Exercise brief:
Read the lines below. Copy out any that hold the string "CapabilityThinking".

Given records:
PR #8665, opened 2025-01-29
Fix /api/create status code

canpacis:
The server just bails out without proper http error codes inside the goroutine in /api/create route. Added a simple abort function to write the proper status code and send the `gin.H` map. Also changed the error name and message to be grammatically correct but that's a nitpick, I wouldn't wanna be rude 🙃

### DIFF
--- a/server/create.go
+++ b/server/create.go
@@ -67,12 +67,17 @@ func (s *Server) CreateHandler(c *gin.Context) {
 
 		oldManifest, _ := ParseNamedManifest(name)
 
+		abort := func(err string, code int) {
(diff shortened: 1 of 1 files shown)


canpacis:
@pdevine @jmorganca

mxyng:
Once an HTTP stream starts, changing the status code becomes a noop. The bug here seems to be validation is done inside the stream rather than outside. Once the stream starts, you need to look for `error` rather than the status code.

canpacis:
I see, makes sense. Closing the issue, thank you.

PR #8673, opened 2025-01-29
test: byte pair encoding

BruceMacD:
Adding a basic unit test for the bpe tokenizer.

Tests on the `next` branch are failing, so this test pipeline will also, but the tokenizer tests specifically pass.


mxyng:
Cherry picked and merged into #7913

PR #8681, opened 2025-01-30
Remove hard-coded GIN mode

yoonsio:
## Context
https://github.com/ollama/ollama/issues/8682: Gin mode is hard-coded to `gin.DebugMode` and the server displays this log on start up.
```
[GIN-debug] [WARNING] Running in "debug" mode. Switch to "release" mode in production.
```
## Changes
This PR removes hard-coded `gin.DebugMode` from the source code, which allows users to set the desired `GIN_MODE` via environment variable without modifying the source code.
Gin v1.10.0 loads `GIN_MODE` from the [environment variable](https://github.com/gin-gonic/gin/blob/v1.10.0/mode.go#L16-L25) and falls back to debug mode if it is unset by default.

### DIFF
--- a/server/routes.go
+++ b/server/routes.go
@@ -39,23 +39,9 @@ import (
 	"github.com/ollama/ollama/version"
 )
 
-var mode string = gin.DebugMode
-
 type Server struct {
 	addr  net.Addr
 	sched *Scheduler
-}
-
-func init() {
-	switch mode {
-	case gin.DebugMode:
-	case gin.ReleaseMode:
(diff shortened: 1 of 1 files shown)


mxyng:
This behavior is intentional. Releases are built with an override for `mode` such that the build artifact is set statically to `release`. Otherwise anyone running the binary will need to know to set `GIN_MODE`. See #8682 for details

If there's a case where mode is not release in a release artifact, that would be a bug with the build

PR #14650, opened 2026-03-05
cmd/config: Fix cloud model limit lookups in integrations

ParthSareen:
Fixing bug in OpenCode for limit lookup, adding lookup to Pi and adding GLM 5 ctx length

### DIFF
--- a/cmd/config/opencode.go
+++ b/cmd/config/opencode.go
@@ -26,16 +26,14 @@ type cloudModelLimit struct {
 }
 
 // lookupCloudModelLimit returns the token limits for a cloud model.
-// It tries the exact name first, then strips the ":cloud" suffix.
+// It normalizes common cloud suffixes before checking the shared limit map.
 func lookupCloudModelLimit(name string) (cloudModelLimit, bool) {
+	// TODO(parthsareen): migrate to using cloud check instead.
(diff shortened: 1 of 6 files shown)


cmd/config/opencode.go
```diff
@@ -26,17 +26,15 @@ type cloudModelLimit struct {
 }
 
 // lookupCloudModelLimit returns the token limits for a cloud model.
-// It tries the exact name first, then strips the ":cloud" suffix.
+// It normalizes common cloud suffixes before checking the shared limit map.
 func lookupCloudModelLimit(name string) (cloudModelLimit, bool) {
+	// TODO(parthsareen): migrate to using cloud check instead.
```
drifkin, line 31: is this needed because my change was reverted? or did we miss it there too?

ParthSareen: It's due to the revert - hence the todo

drifkin: ah gotcha. probably want to move it out of this file too since it's used by multiple ones. but good to get this fix out

drifkin (approved):

cmd/config/opencode.go
ParthSareen: yes agreed - I think I have that as part of my refactor but i'll double check

PR #14651, opened 2026-03-05
mlx: prevent remote creation mismatch

dhiltgen:
If the user is pointing at a remote OLLAMA_HOST, fail experimental safetensor based create operations as we only support local creation currently.


cmd/cmd.go
```diff
@@ -214,6 +220,12 @@ func CreateHandler(cmd *cobra.Command, args []string) error {
 		if filename == "" {
 			// No Modelfile found - check if current directory is an image gen model
 			if create.IsTensorModelDir(".") {
+				host := envconfig.Host()
```
pdevine, line 223: I'm confused by this branch. You should only be able to create the safetensors based models with the --experimental flag.

pdevine (approved):

PR #14652, opened 2026-03-05
x/mlxrunner: replace sampler interface chain with single stateful Sampler

pdevine:
- Collapse MLX sampling state into a single sample.Sampler struct (options + history).
- Replace interface-based sampler chain (TopP, TopK, penalty, etc.) with function-based transforms.
- Update request/pipeline wiring to use *sample.Sampler, seed history from prompt tokens, and append generated tokens each step.
- Implement top_p, repeat_penalty, and frequency_penalty

### DIFF
--- a/x/mlxrunner/sample/sample.go
+++ b/x/mlxrunner/sample/sample.go
@@ -65,10 +65,10 @@ func (s *Sampler) usesHistory() bool {
 }
 
 func (s *Sampler) setHistory(history *mlx.Array, historyLen int) {
-	if history != nil && history.Valid() {
+	if history != nil {
 		mlx.Pin(history)
 	}
-	if s.history != nil && s.history != history {
+	if s.history != nil {
 		mlx.Unpin(s.history)
 	}
 	s.history = history
@@ -92,14 +92,14 @@ func (s *Sampler) ResetHistory(history []int32) {
 }
 
 func (s *Sampler) AppendToken(token *mlx.Array) {
-	if !s.usesHistory() || token == nil || !token.Valid() {
+	if !s.usesHistory() || token == nil {
 		return
 	}
 
-	next := token.AsType(mlx.DTypeInt32).Reshape(token.Size())
+	next := token.AsType(mlx.DTypeInt32)
 	nextLen := next.Size()
 
-	if s.history != nil && s.history.Valid() && s.historyLen > 0 {
+	if s.history != nil && s.historyLen > 0 {
 		next = s.history.Concatenate(0, next)
 		nextLen += s.historyLen
 	}
@@ -176,7 +176,7 @@ func topK(s *Sampler, logprobs *mlx.Array) *mlx.Array {
 }
 
 func penalty(s *Sampler, logprobs *mlx.Array) *mlx.Array {
-	if s.history == nil || !s.history.Valid() || s.historyLen == 0 || s.PresencePenalty == 0 {
+	if s.history == nil || s.historyLen == 0 || s.PresencePenalty == 0 {
 		return logprobs
 	}
 


x/mlxrunner/pipeline.go
```diff
@@ -74,6 +75,18 @@ func (r *Runner) TextGenerationPipeline(request Request) error {
...
+	if request.Sampler == nil {
+		request.Sampler = sampler.New(
+			request.Options.Temperature,
+			request.Options.TopP,
+			request.Options.MinP,
+			request.Options.TopK,
+			request.Options.RepeatLastN,
+			request.Options.PresencePenalty,
+		)
+	}
```
jessegross: The sampler should already be initialized in server.go, right?

x/mlxrunner/pipeline.go
```diff
@@ -157,6 +169,7 @@ func (r *Runner) TextGenerationPipeline(request Request) error {
 		}:
 		}
 
+		nextSample, nextLogprobs = step(sample)
```
jessegross: Moving this down here will prevent async batching. Currently, it can prepare the next batch while the current one is executing but after this it will block on the results of the current batch before proceeding.

x/mlxrunner/sample/sample.go
```diff
@@ -8,70 +8,156 @@ import (
...
+	prevCumProbs := sortedProbs.Cumsum(-1, false, true).Subtract(sortedProbs)
+	keep := prevCumProbs.Less(mlx.FromValue(s.TopP))
+	filtered := mlx.Where(keep, sortedLogprobs, mlx.FromValue(float32(math.Inf(-1))))
+	return logprobs.PutAlongAxis(order, filtered, -1)
 }
 
-type MinP float32
-
-func (p MinP) Sample(logprobs *mlx.Array) *mlx.Array {
+func minP(_ *Sampler, logprobs *mlx.Array) *mlx.Array {
```
jessegross: I know it's existing that this isn't implemented but should we panic so we don't forget to implement it?

x/mlxrunner/sample/sample.go
```diff
@@ -8,70 +8,156 @@ import (
...
+		return logprobs
+	}
 
-func (k TopK) Sample(logprobs *mlx.Array) *mlx.Array {
-	mask := logprobs.Negative().ArgpartitionAxis(int(k)-1, -1).Slice(mlx.Slice(), mlx.Slice(int(k), 0))
+	mask := logprobs.Negative().ArgpartitionAxis(s.TopK-1, -1).Slice(mlx.Slice(), mlx.Slice(s.TopK, 0))
 	return logprobs.PutAlongAxis(mask, mlx.FromValue(float32(math.Inf(-1))), -1)
 }
+
+func penalty(s *Sampler, logprobs *mlx.Array) *mlx.Array {
```
jessegross, line 178: This is mixing CPU and GPU sampling, which causes the pipelining issue mentioned in pipeline.go. I doubt it's efficient to run this on the GPU but it would be much better from a synchronization perspective so that you have a single ordered stream on the device rather than coordinating between CPU and GPU.

pdevine: I refactored this to work on the GPU which does capture back about 3-4 toks/sec.

x/mlxrunner/sample/sample.go
pdevine: I added a really simple minP implementation which seemed easier than going back later and adding it.

x/mlxrunner/sample/sample.go
```diff
@@ -8,70 +8,184 @@ import (
...
+}
 
-func (greedy) Sample(logits *mlx.Array) *mlx.Array {
-	return logits.Argmax(-1, false)
+func (s *Sampler) setHistory(history *mlx.Array, historyLen int) {
+	if history != nil && history.Valid() {
+		mlx.Pin(history)
+	}
+	if s.history != nil && s.history != history {
+		mlx.Unpin(s.history)
```
jessegross, line 72: Pins are now refcounted so I think there is a refcount leak here if `s.history == history`. We should be able to just unconditionally unpin.

x/mlxrunner/sample/sample.go
```diff
@@ -8,70 +8,184 @@ import (
...
 
-type greedy struct{}
+func (s *Sampler) usesHistory() bool {
+	return s.PresencePenalty != 0
+}
 
-func (greedy) Sample(logits *mlx.Array) *mlx.Array {
-	return logits.Argmax(-1, false)
+func (s *Sampler) setHistory(history *mlx.Array, historyLen int) {
+	if history != nil && history.Valid() {
```
jessegross: I think all of these `Valid` checks throughout the file shouldn't be necessary.

x/mlxrunner/sample/sample.go
```diff
@@ -8,70 +8,184 @@ import (
...
+	tokens := append([]int32(nil), history...)
+	s.setHistory(mlx.NewArrayInt32(tokens, []int32{int32(len(tokens))}), len(tokens))
+}
+
+func (s *Sampler) AppendToken(token *mlx.Array) {
+	if !s.usesHistory() || token == nil || !token.Valid() {
+		return
+	}
+
+	next := token.AsType(mlx.DTypeInt32).Reshape(token.Size())
```
jessegross: I'm assuming that these checks for shape, etc. are intended for batching but in practice they probably won't end up being used this way so it would probably be better to keep things simple and assume a single batch.

PR #14660, opened 2026-03-06
server: apply format constraint when thinking is disabled

### LINKED ISSUE #14645: format is ignored when think is disable for qwen3.5 series
### What is the issue?

Format is ignored when think is disable for qwen3.5 series

I put an example here, and set temperature to 0, so that anyone can try to reproduce.
Ollama version: 0.17.6
Model: qwen3.5:35b-a3b (3460ffeede54)

I believe this can be fixed with 1) a proper output token probability masking, and 2) an empty thinking tag `<think>\n\n</think>\n\n` in template when thinking is disabled.
https://huggingface.co/Qwen/Qwen3.5-35B-A3B/blob/main/chat_template.jinja#L149

### Relevant output

[think = True, format = None]
Normal since format is not enabled.
Image

[think = False, format = None]
Again, normal since format is not enabled.
Image

[think = True, format = 'json']
Normal, which proves format alone is working if thinking enabled.
Image

[think = False, format = 'json']
It is not returning json in this case, which shows format is ignored only when thinking is disabled.
Image

### OS

_No response_

### GPU

_No response_

### CPU

_No response_

### Ollama version

0.17.6

majiayu000:
## Summary

- Fix format/structured outputs being silently ignored when `think=false` on thinking-capable models (e.g. qwen3.5)

## Problem

When sending `think=false` + `format=json`, the structured outputs logic still defers format masking (sets `currentFormat = nil`) because the condition only checks whether the model has a builtin parser or thinking capability, not whether thinking is actually enabled for the request. Since no thinking content is produced, the restart signal never fires, and format masking is never applied.

## Fix

Add a `thinkEnabled` check so that format masking is only deferred when thinking will actually produce content.

## Test plan

- Added `format applied when think disabled` test to `TestChatWithPromptEndingInThinkTag`
- Verifies that with `think=false` + format, the completion receives the format constraint directly (single call, format not nil)
- All existing structured outputs tests pass (think=true behavior unchanged)

Fixes #14645

### DIFF
--- a/server/routes.go
+++ b/server/routes.go
@@ -2278,7 +2278,8 @@ func (s *Server) ChatHandler(c *gin.Context) {
 			// current approach uses the transition from parsed thinking content to
 			// parsed non-thinking content as the signal to turn constraining on
 
-			if req.Format != nil && structuredOutputsState == structuredOutputsState_None && ((builtinParser != nil || thinkingState != nil) && slices.Contains(m.Capabilities(), model.CapabilityThinking)) {
+			thinkEnabled := req.Think == nil || req.Think.Bool()
+			if req.Format != nil && structuredOutputsState == structuredOutputsState_None && thinkEnabled && ((builtinParser != nil || thinkingState != nil) && slices.Contains(m.Capabilities(), model.CapabilityThinking)) {
 				currentFormat = nil
 			}
 
--- a/server/routes_generate_test.go
+++ b/server/routes_generate_test.go
@@ -2106,6 +2106,69 @@ func TestChatWithPromptEndingInThinkTag(t *testing.T) {
 			t.Errorf("expected final done reason stop, got %s", last.DoneReason)
 		}
 	})
+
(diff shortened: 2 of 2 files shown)


BigArty:
Why this fix is not included in 1.18, 1.18.1 and 1.18.2-rc?

MingStar (approved):
LGTM.

This fix will address these 2 bug reports (#14645, #15260).

This fix is important as: 
1. it applies to at least 2 very popular model series (gemma and qwen) with thinking capabilities.
2. quite frequently, `think` is set to `False` to save time, while structured outputs are required.

omerts:
Please release this fix :)

MingStar:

Task solution:
-			if req.Format != nil && structuredOutputsState == structuredOutputsState_None && ((builtinParser != nil || thinkingState != nil) && slices.Contains(m.Capabilities(), model.CapabilityThinking)) {
+			if req.Format != nil && structuredOutputsState == structuredOutputsState_None && thinkEnabled && ((builtinParser != nil || thinkingState != nil) && slices.Contains(m.Capabilities(), model.CapabilityThinking)) {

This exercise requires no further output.